== Data ==

PR #210, opened 2021-04-30
Fixing some details found while using behavior groups

josejulio:
Found some details while connecting to the `get-behaviors-with-bundle`.

@gwenneg Could you add some tests for these cases? 
Adding comments inline with the fix to explain the problem.

### DIFF
--- a/src/main/java/com/redhat/cloud/notifications/db/BehaviorGroupResources.java
+++ b/src/main/java/com/redhat/cloud/notifications/db/BehaviorGroupResources.java
@@ -17,7 +17,6 @@ import java.util.List;
 import java.util.UUID;
 import java.util.logging.Level;
 import java.util.logging.Logger;
-import java.util.stream.Collectors;
 
 @ApplicationScoped
 public class BehaviorGroupResources {
@@ -42,14 +41,10 @@ public class BehaviorGroupResources {
     }
 
     public Uni<List<BehaviorGroup>> findByBundleId(String accountId, UUID bundleId) {
-        // When PostgreSQL sorts a BOOLEAN column in DESC order, true comes first. That's not true for all DBMS.
-        String query = "FROM BehaviorGroup b LEFT JOIN FETCH b.actions a WHERE b.accountId = :accountId AND b.bundle.id = :bundleId " +
-                "ORDER BY b.defaultBehavior DESC, b.created DESC, a.position ASC";
-        return session.createQuery(query, BehaviorGroup.class)
+        return session.createNamedQuery("findByBundleId", BehaviorGroup.class)
                 .setParameter("accountId", accountId)
                 .setParameter("bundleId", bundleId)
-                .getResultList()
-                .onItem().transform(behaviorGroups -> behaviorGroups.stream().distinct().collect(Collectors.toList()));
+                .getResultList();
     }
 
     // TODO Should this be forbidden for default behavior groups?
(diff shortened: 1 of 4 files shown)


src/main/java/com/redhat/cloud/notifications/db/BehaviorGroupResources.java
```diff
@@ -47,7 +48,8 @@
         return session.createQuery(query, BehaviorGroup.class)
                 .setParameter("accountId", accountId)
                 .setParameter("bundleId", bundleId)
-                .getResultList();
+                .getResultList()
+                .onItem().transform(behaviorGroups -> behaviorGroups.stream().distinct().collect(Collectors.toList()));
```
josejulio, line 52: I was getting the `BehaviorGroup` repeated, as many times as it has a `BehaviorGroupAction`

src/main/java/com/redhat/cloud/notifications/models/BehaviorGroup.java
```diff
@@ -51,6 +51,7 @@
     private String name;
 
     @NotNull
+    @JsonProperty(value = "display_name")
```
josejulio, line 54: openapi was reporting it as "displayName", but returned as display_name

src/main/java/com/redhat/cloud/notifications/models/BehaviorGroupAction.java
```diff
@@ -25,6 +25,7 @@
     @ManyToOne
     @MapsId("behaviorGroupId")
     @JoinColumn(name = "behavior_group_id")
+    @JsonIgnore
```
josejulio, line 28: This was causing a stack overflow when trying to serialize the `BehaviorGroup` ( BehaviorGroup -> BehaviorGroupAction -> BehaviorGroup -> ...)

src/main/java/com/redhat/cloud/notifications/models/BehaviorGroup.java
gwenneg: Both `@JsonProperty` and `@Schema` can fix that, but I would favor `@Schema` here because smallrye-open-api will soon [support a global naming strategy](https://github.com/smallrye/smallrye-open-api/pull/788) and we will remove all `@Schema` annotations when that happens.

```suggestion
    @Schema(name = "display_name")
```

src/main/java/com/redhat/cloud/notifications/db/BehaviorGroupResources.java
gwenneg: Oops, sorry about that one, it should have been tested 😃

I took the liberty of pushing a commit to slightly change the fix. Your version did the job, thanks for finding out that we needed to use `distinct` there! I moved this at a lower level, during the Hibernate query execution. Unfortunately Hibernate Reactive does not support query hints right now so I had to use a `@NamedQuery` but I'll talk with the Hibernate team about that.

gwenneg (approved):
The behavior groups classes hierarchy needs more (de)serialization tests in `NotificationServiceTest`. I'll take care of that in a separate PR if that's OK with you.

josejulio:
> The behavior groups classes hierarchy needs more (de)serialization tests in `NotificationServiceTest`. I'll take care of that in a separate PR if that's OK with you.

Thanks!

gwenneg (approved):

===

→ Your goal: All records shown above need to be written out again verbatim.

→ Response box:
PR #210, opened 2021-04-30
Fixing some details found while using behavior groups

josejulio:
Found some details while connecting to the `get-behaviors-with-bundle`.

@gwenneg Could you add some tests for these cases? 
Adding comments inline with the fix to explain the problem.

### DIFF
--- a/src/main/java/com/redhat/cloud/notifications/db/BehaviorGroupResources.java
+++ b/src/main/java/com/redhat/cloud/notifications/db/BehaviorGroupResources.java
@@ -17,7 +17,6 @@ import java.util.List;
 import java.util.UUID;
 import java.util.logging.Level;
 import java.util.logging.Logger;
-import java.util.stream.Collectors;
 
 @ApplicationScoped
 public class BehaviorGroupResources {
@@ -42,14 +41,10 @@ public class BehaviorGroupResources {
     }
 
     public Uni<List<BehaviorGroup>> findByBundleId(String accountId, UUID bundleId) {
-        // When PostgreSQL sorts a BOOLEAN column in DESC order, true comes first. That's not true for all DBMS.
-        String query = "FROM BehaviorGroup b LEFT JOIN FETCH b.actions a WHERE b.accountId = :accountId AND b.bundle.id = :bundleId " +
-                "ORDER BY b.defaultBehavior DESC, b.created DESC, a.position ASC";
-        return session.createQuery(query, BehaviorGroup.class)
+        return session.createNamedQuery("findByBundleId", BehaviorGroup.class)
                 .setParameter("accountId", accountId)
                 .setParameter("bundleId", bundleId)
-                .getResultList()
-                .onItem().transform(behaviorGroups -> behaviorGroups.stream().distinct().collect(Collectors.toList()));
+                .getResultList();
     }
 
     // TODO Should this be forbidden for default behavior groups?
(diff shortened: 1 of 4 files shown)


src/main/java/com/redhat/cloud/notifications/db/BehaviorGroupResources.java
```diff
@@ -47,7 +48,8 @@
         return session.createQuery(query, BehaviorGroup.class)
                 .setParameter("accountId", accountId)
                 .setParameter("bundleId", bundleId)
-                .getResultList();
+                .getResultList()
+                .onItem().transform(behaviorGroups -> behaviorGroups.stream().distinct().collect(Collectors.toList()));
```
josejulio, line 52: I was getting the `BehaviorGroup` repeated, as many times as it has a `BehaviorGroupAction`

src/main/java/com/redhat/cloud/notifications/models/BehaviorGroup.java
```diff
@@ -51,6 +51,7 @@
     private String name;
 
     @NotNull
+    @JsonProperty(value = "display_name")
```
josejulio, line 54: openapi was reporting it as "displayName", but returned as display_name

src/main/java/com/redhat/cloud/notifications/models/BehaviorGroupAction.java
```diff
@@ -25,6 +25,7 @@
     @ManyToOne
     @MapsId("behaviorGroupId")
     @JoinColumn(name = "behavior_group_id")
+    @JsonIgnore
```
josejulio, line 28: This was causing a stack overflow when trying to serialize the `BehaviorGroup` ( BehaviorGroup -> BehaviorGroupAction -> BehaviorGroup -> ...)

src/main/java/com/redhat/cloud/notifications/models/BehaviorGroup.java
gwenneg: Both `@JsonProperty` and `@Schema` can fix that, but I would favor `@Schema` here because smallrye-open-api will soon [support a global naming strategy](https://github.com/smallrye/smallrye-open-api/pull/788) and we will remove all `@Schema` annotations when that happens.

```suggestion
    @Schema(name = "display_name")
```

src/main/java/com/redhat/cloud/notifications/db/BehaviorGroupResources.java
gwenneg: Oops, sorry about that one, it should have been tested 😃

I took the liberty of pushing a commit to slightly change the fix. Your version did the job, thanks for finding out that we needed to use `distinct` there! I moved this at a lower level, during the Hibernate query execution. Unfortunately Hibernate Reactive does not support query hints right now so I had to use a `@NamedQuery` but I'll talk with the Hibernate team about that.

gwenneg (approved):
The behavior groups classes hierarchy needs more (de)serialization tests in `NotificationServiceTest`. I'll take care of that in a separate PR if that's OK with you.

josejulio:
> The behavior groups classes hierarchy needs more (de)serialization tests in `NotificationServiceTest`. I'll take care of that in a separate PR if that's OK with you.

Thanks!

gwenneg (approved):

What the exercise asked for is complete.